#### PROVIDED INFORMATION

PR #2999, opened 2026-09-10
fix(device): align sparse init-container annotations from the end

### LINKED ISSUE #2965: When a container with an initcontainer requests to share a GPU, it will be scheduled to a GPU that is already occupied in exclusive mode
**What happened**:
A pod (with init container) first requests a GPU in exclusive mode and completes the allocation;
After 6 minutes, Pod B (with init container) applied for 22% of CPU cores and 20GB of memory in shared mode, and Hami allocated the GPU already used by Pod A to Pod B.

Pod B should not use GPUs that are already occupied by exclusive mode

A pod (with init container) first requests a GPU in exclusive mode and completes the allocation;
After 6 minutes, Pod B (with init container) applied for 22% of CPU cores and 20GB of memory in shared mode
The problem may lie in AppcontainersOnlyDeviceUsage()
Please include the following information:

- The Pod manifest, or at least its accelerator resource requests and limits
- Pod events and relevant accelerator-related node annotations
- Output from the vendor's diagnostic tool, when available (for example, `nvidia-smi -a` for NVIDIA devices)
- Your container runtime configuration (for example, `/etc/docker/daemon.json` or the relevant containerd configuration)
- Logs from the device plugin for the affected accelerator
- The hami-scheduler logs
- The kubelet logs from the affected node (for example, `sudo journalctl -r -u kubelet`)
- Relevant kernel output from `dmesg`

> **Security note:** Remove credentials, tokens, registry secrets, private image names, and other sensitive information before posting manifests, configuration files, or logs.

**Environment**:
- HAMi version:2.10.0
- Kubernetes version:1.29.5
- Accelerator vendor and model:
- HAMi device backend and requested resource names (for example, `nvidia.com/gpu`):
- Accelerator driver and runtime version:
- Container runtime and version:
- Workload image and tag (redact private image names and state when redacted):
- Operating system and kernel version (for example, the output of `uname -a`):
- Others:
The issue does not exist in version 2.9.0, and it should have been newly introduced in version 2.10
AppcontainersonlyDeviceusage(initcontainer.go:11s) assumes that the annotation entry index corresponds to the container order. However, in the actual main solution, the init container that does not occupy GPU does not have a placeholder entry (the user log testshare annotation only has one segment=app container). Therefore, when len(podsingle) <= numInit, the only real app occupancy entry (cidx=0) is mistakenly judged as init (a<nunInit=1) and skipped, returning an empty occupancy, resulting in GPU occupancy being cleared,

Samurai007AK:
@archlitchi 
Fixes #2965

Summary:
SteadyStateDeviceUsage treated annotation index as container order. A pod with a non-GPU init container and a GPU app container decodes to a single segment, which was skipped as init, returning empty occupancy and clearing exclusive GPU usage. Align sparse entries from the end after trimming the encoder trailing empty, with a steady-state retry for decoded sparse shapes.

Test plan:
- New regression TestSteadyStateDeviceUsage_SparseInitWithoutPlaceholder (direct and decoded shapes)
- go test ./pkg/device -count=1 -short passes
- go vet ./pkg/device clean; scheduler package does not build on Windows due to go-nvml (pre-existing, unrelated)

Validation:
- Scheduler-extender scoped change, verified with unit tests (no GPU hardware available).

---

## Summary by CodeRabbit

- **Bug Fixes**
  - Corrected device usage accounting for sparse annotations when init containers lack placeholder entries.
  - Preserved application container resource usage instead of incorrectly clearing it.
  - Improved handling of device usage data with trailing empty entries.

- **Tests**
  - Added regression coverage for sparse init-container annotations, including wire-decoded data.

### DIFF
--- a/pkg/device/initContainer.go
+++ b/pkg/device/initContainer.go
@@ -43,6 +43,25 @@ func isSidecarAt(pod *corev1.Pod, cidx int) bool {
 	return util.IsSidecarContainer(&pod.Spec.InitContainers[cidx])
 }
 
+// alignOffset maps a sparse annotation back onto container order. The encoder
+// is expected to emit a placeholder per container, but older annotations omit
+// leading non-GPU init entries, so index 0 would misclassify the first app
+// entry as init and clear exclusive usage. Trim the encoder's trailing empty
+// (exactly the surplus beyond total containers) and align any remainder
+// shortfall from the end.
+func alignOffset(podSingle PodSingleDevice, numInit, numApp int) (PodSingleDevice, int) {
+	total := numInit + numApp
+	end := len(podSingle)
+	for end > total && len(podSingle[end-1]) == 0 {
+		end--
+	}
+	trimmed := podSingle[:end]
+	if offset := total - len(trimmed); offset > 0 {
+		return trimmed, offset
+	}
+	return trimmed, 0
+}
+
 // CollapseInitContainerUsage returns the effective device usage for a pod.
 func CollapseInitContainerUsage(pod *corev1.Pod, raw PodDevices) PodDevices {
 	if raw == nil {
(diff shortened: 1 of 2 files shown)


mesutoezdil:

########

* _WHAT YOU ARE ASKED TO DO_
Where the word "entry" shows up in a line of the listing, return that line.

* _RESULT OF THE TASK_
AppcontainersonlyDeviceusage(initcontainer.go:11s) assumes that the annotation entry index corresponds to the container order. However, in the actual main solution, the init container that does not occupy GPU does not have a placeholder entry (the user log testshare annotation only has one segment=app container). Therefore, when len(podsingle) <= numInit, the only real app occupancy entry (cidx=0) is mistakenly judged as init (a<nunInit=1) and skipped, returning an empty occupancy, resulting in GPU occupancy being cleared,
+// entry as init and clear exclusive usage. Trim the encoder's trailing empty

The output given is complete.